La fiche technique — ou comment Dodge a réécrit les règles
Avant d'entrer dans le vif du sujet, quelques chiffres. Parce que sur la Demon 170, les chiffres ne sont pas des arguments marketing — ce sont des déclarations d'intention.
Moteur : V8 Hemi 6.2L suralimenté
Puissance : 1 025 ch sur carburant E85 — 900 ch sur essence classique
Couple : 1 316 Nm
0 à 100 km/h : 1,66 seconde
0 à 400m (quart de mile) : 8,91 secondes à 241 km/h
Transmission : Automatique 8 rapports TorqueFlite
Propulsion : Arrière — comme il se doit
Ce 0 à 100 en 1,66 seconde, c'est le meilleur jamais enregistré pour une voiture de série homologuée. Pas un prototype. Pas une hypercar à 3 millions d'euros. Une voiture avec des sièges arrière, une sono, et des poignées de porte.
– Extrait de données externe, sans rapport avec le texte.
PR #230, opened 2018-04-08
Spotify controller creation

enriquegh:
Continuation of #227 
Previous commits have been removed and only Spotify Controller commits remain.

I implemented some of the suggestions made on the other pull request like:
- Poll the received messages for `setCredentialsResponse`. This can help be more accurate for when the Spotify up is completely finished.
- Removed the access token logic to it's own repository

Let me know if you have any questions or suggestions.
Thanks!

### DIFF
--- a/examples/spotify_example.py
+++ b/examples/spotify_example.py
@@ -1,0 +1,14 @@
+import pychromecast
+from pychromecast.controllers.spotify import SpotifyController
+
+chromecasts = pychromecast.get_chromecasts()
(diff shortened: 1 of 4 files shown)


balloob:
Yeah, adding it to the example makes sense. Just mention in the example description where to install dependencies from, so we don't have to add it as dependencies of pychromecast.

enriquegh:
The example uses spotipy and spotify-token but they are not added to requirements.txt.

PR #236, opened 2018-05-20
Better YouTube controller

ur1katz:
Adds the following functionality to the YouTube controller:
* Play video
* Add video to video queue
* Play next - play a video after the current video ends
* Remove video  from queue


balloob:
@OttoWinter I don't currently have access to a Chromecast + YouTube. Would you have time to do a quick test to see if this works?

pychromecast/controllers/youtube.py
```diff
@@ -1,59 +1,252 @@
...
 from . import BaseController
+from ..error import UnsupportedNamespace
 
-MESSAGE_TYPE = "type"
+YOUTUBE_BASE_URL = "https://www.youtube.com/"
+BIND_URL = YOUTUBE_BASE_URL + "api/lounge/bc/bind"
+LOUNGE_TOKEN_URL = YOUTUBE_BASE_URL +\
+                   "api/lounge/pairing/get_lounge_token_batch"
+
+HEADERS = {"Origin": YOUTUBE_BASE_URL,
```
balloob: Please extract all the logic to communicate directly with the YouTube servers into a standalone Python package that will be installed from PyPI

balloob:
Yeah, if you can help testing that would be great. 

I do think that we should extract all the HTTP YouTube stuff into a standalone package. We can still use it inside PyChromecast, but can make it an extra install. I don't want to get PRs for every change YouTube makes, rather just have to bump a version number.

theychx:
Everything appears to be working reliably.
(```play_video```, ```add_to_queue```, ```play_next```, ```remove_video```)

ur1katz:
I moved the logic to the casttube package.

I couldn't find a good way of hooking to the register_controller to start the session so i ended up calling "start_session_if_none"  function before each session call. That came out  pretty ugly so i would appreciate any other suggestions..

@theychx Thanks for the extra testing!

balloob:
Awesome!

PR #238, opened 2018-06-01
Create spotify_exemple_2.py

SamuelPoggioli:
Script for test pychromecast with Spotify but with the manual entry of the token. Because the dependency spotify_token method don't work ( Spotify added a reCAPTCHA button).  To test because SpotifyController don't work for me...


balloob:
If the old one no longer works, we should replace it instead of keeping it around. 

CC @enriquegh

balloob:
@enriquegh now you can see why I did not want that code in pychromecast. Too fragile

balloob:
No worries. I've been burned before with the development of @home-assistant.

PR #239, opened 2018-06-04
Spotify authorization Code Flow

SamuelPoggioli:
Remove spotify-token usage and add Spotify authorization Code Flow
This token acquisition method is less easy to use but it is more robust.

### DIFF
--- a/examples/spotify_example.py
+++ b/examples/spotify_example.py
@@ -3,12 +3,19 @@ Example on how to use the Spotify Controller.
 NOTE: You need to install the spotipy and spotify-token dependencies.
 
 This can be done by running the following:
-pip install spotify-token
 pip install git+https://github.com/plamere/spotipy.git
+
+You must declare your application to Spotify
+https://developer.spotify.com/dashboard/
+When you have create your app, you must specify the "Redirect URIs"
+in "EDIT SETTINGS".
+Ex value : http://localhost
+At the first launch you will be redirected to your browser to 
+allow the application.
 """
 import pychromecast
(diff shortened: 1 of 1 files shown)


balloob:
@enriquegh is this ok?

enriquegh:
last time I tried getting a token from spotipy this didn't work.
It seems that the access token doesn't have enough permissions to start the Spotify session on Chromecast.

Did this work for you @SamuelPoggioli ?
Let me give this a shot, maybe something changed there since I last did this.

SamuelPoggioli:
If you use the "Client Credentials Flow" method, the token does not have the necessary privileges but I use the "Authorization Code Flow" method which has all the necessary privileges (the "SCOPE" variable defines the desired privileges).

The problem with this method is that on first use, the script must use the web browser to request a usage token (a other...). Spotify asks to validate the application and returns the usage token in the URL's GET parameters. 

The credentials are cached locally and are used to automatically re-authorized expired tokens.

Nojahhh:
Any progress regarding this issue?

emontnemery:
@fondberg I don't think this is needed, #275 should be enough?

Nojahhh:
Can confirm. #275 solved it for me. 
Thanks a lot @fondberg and @emontnemery.

fondberg:
I don't think this is needed in the short term and I believe it has a flaw in that it requires a user confirm which is not so easy in a backend solution.

For the future when spotify adds more oauth realms we can switch to that. In the meantime I believe impersonating a browser which spotipy does is ok

emontnemery:
Closing in favour of #275.

Issue #243, opened 2018-06-27
socket loop breaks when application launch raise exception (via callback)


guirem:
When exception occurs in callback function, it breaks the socket_client run() loop.
I got the case when using media.block_until_active() when running a new application. Exception is raised by _block_till_launched function of socket_client

Error is coming from the cast device for whatever reason (application specific?) so should not break the  socket loop but should be managed via the existing launch error listener (register_launch_error_listener)

```
# line 398 - socket_client.py
# existing code
if REQUEST_ID in data:
            callback = self._request_callbacks.pop(data[REQUEST_ID], None)
            if callback is not None:
                event = callback['event']
                callback['response'] = data
                function = callback['function']
                event.set()
                if function:
                    function(data)

# proposition
if REQUEST_ID in data:
            callback = self._request_callbacks.pop(data[REQUEST_ID], None)
            if callback is not None:
                event = callback['event']
                callback['response'] = data
                function = callback['function']
                event.set()
                if function:
                    try:
                        function(data)
                    except Exception as e :
                        self.logger.error("runonce: Error calling callback  : %s" % str(e))
                        # just log and do nothing else to keep the loop running....

```

guirem:
Pull request with proposal : [pull request #244 ](https://github.com/balloob/pychromecast/pull/244)

PR #244, opened 2018-06-27
fix for issue #243

guirem:
Extend simple_listener_example.py with more listeners + fix proposal for exception breaking the socket loop.

### DIFF
--- a/pychromecast/socket_client.py
+++ b/pychromecast/socket_client.py
@@ -405,7 +405,7 @@ class SocketClient(threading.Thread):
                 if function:
                     try:
                         function(data)
-                    except Exception as e :
+                    except Exception as e:
                         self.logger.error("runonce: Error calling callback  : %s" % str(e))
                         # maybe do something else...
 
--- a/pychromecast/socket_client.py
+++ b/pychromecast/socket_client.py
@@ -403,7 +403,11 @@ class SocketClient(threading.Thread):
                 function = callback['function']
                 event.set()
                 if function:
-                    function(data)
+                    try:
+                        function(data)
+                    except Exception as e :
+                        self.logger.error("runonce: Error calling callback  : %s" % str(e))
+                        # maybe do something else...
 
         return 0
 
--- a/examples/simple_listener_example.py
+++ b/examples/simple_listener_example.py
@@ -25,6 +25,28 @@ class StatusMediaListener:
     def new_media_status(self, status):
         print('[',time.ctime(),' - ', self.name,'] status media change:')
         print(status)
+        
+class ConnectionListener:
+    def __init__(self, name, cast):
+        self.name = name
+        self.cast= cast
+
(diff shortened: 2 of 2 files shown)


pychromecast/socket_client.py
```diff
@@ -403,7 +403,11 @@ def run_once(self):
                 function = callback['function']
                 event.set()
                 if function:
```
balloob: Could you rewrite this code block to use guard clauses and thus return early?

```python
if REQUEST_ID not in data:
    return 0

callback = …

if callback is None:
    return 0

function = …

if not function:
    return 0

try:
    function(data)
except Exception:
    self.logger.exception('runonce: error calling callback')

return 0
```

pychromecast/socket_client.py
```diff
@@ -403,7 +403,11 @@ def run_once(self):
...
-                    function(data)
+                    try:
+                        function(data)
+                    except Exception as e:
+                        self.logger.error("runonce: Error calling callback  : %s" % str(e))
+                        # maybe do something else...
```
balloob: Should we close the connection and return 1?

guirem: It actually depends on for what kind of action the callback is required. It depends of the code in the callback function.

In my case it was when launching an app and error is on google cast device side so it should not close the connection (so return 0). It happened on some case when an application is locked on the cast or if app id is not found.
The 'new_launch_error' listener should implement the logic to handle the correct behavior when it happens but this is not a socket issue.

Maybe in some other cases, the cause is more serious and could require disconnection but I'm not really an expert in this.
My guess would be to never disconnect.

I also believe that this could explained some previous cases I experienced when the callback failed (for whatever reason) and was causing loss of control with pychromecast. 
It could be judicious to show in the logs the underlying/parent exception for debug purpose. The `self.logger.exception('runonce: error calling callback')` will not give enough information.

An alternative way would be remove the exception raised on this part as it's not really relevant in that case (it's just a regular error status and not an exception).
```
# original
def _block_till_launched(self, app_id):
        if self.blocking:
            self.app_launch_event.wait()
            if self.launch_failure:
                raise LaunchError(
                    "Failed to launch app: {}, Reason: {}".format(
                        app_id, self.launch_failure.reason))

# just logging instead of raising exception
def _block_till_launched(self, app_id):
        if self.blocking:
            self.app_launch_event.wait()
            if self.launch_failure:
                self.logger.error(
                    "Failed to launch app: {}, Reason: {}".format(
                        app_id, self.launch_failure.reason))
```

It's kind of up to you.

balloob: `self.logger.exception` prints the full stack trace of all exceptions, it will give all the needed information.

I like failing hard. So if the app that is using Chromecast is not handling something correctly, we should blow up . That way the developer knows their app is not working as expected.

La ligne de départ — ce qu'on ressent au premier regard
La Demon 170 ne cherche pas à être belle (quoi que…). Elle cherche à être impressionnante. Et elle y parvient sans effort.
La calandre grande ouverte — trois entrées d'air façon circuit — annonce la couleur dès le premier regard. Les élargisseurs d'ailes, les sorties d'échappement quadruples, les jantes forgées 18 pouces en finition satin carbon... tout est là pour rappeler qu'on n'est pas sur un parking de centre commercial mais sur la ligne de départ d'un quart de mile.
À l'intérieur, Dodge a gardé l'essentiel : des sièges baquets en cuir avec marquage Demon, un volant à méplat, des palettes de changement de vitesse et un écran Uconnect 5 de 12 pouces pour la navigation. Pas de fioritures inutiles. Juste ce qu'il faut pour piloter.

Le tour de chauffe — la prise en main
Derrière le volant, on comprend très vite que la Demon 170 demande du respect. Pas de la peur — du respect. Comme un avion de chasse : tout est possible, à condition de savoir ce qu'on fait.
Le démarrage est un événement en soi. Le V8 s'éveille avec une note grave, presque insolente, qui fait vibrer les rétroviseurs et retourner les têtes à 200 mètres à la ronde. En mode Street, la voiture est docile — étonnamment docile pour une machine de cet acabit. Les 1 025 chevaux sont là, mais ils attendent sagement leur tour.
Activez le mode Drag, en revanche, et tout change. La suspension s'abaisse à l'avant, le différentiel se verrouille, le launch control s'engage. Vous posez le pied gauche sur le frein, vous écrasez l'accélérateur, vous relâchez. Et là — là — vous comprenez pourquoi les journalistes américains sont tous rentrés sans voix après leurs premiers essais.
Le monde se plie. La ligne d'horizon arrive vers vous à une vitesse qui court-circuite le cerveau. Ce n'est plus de l'accélération — c'est une catapulte.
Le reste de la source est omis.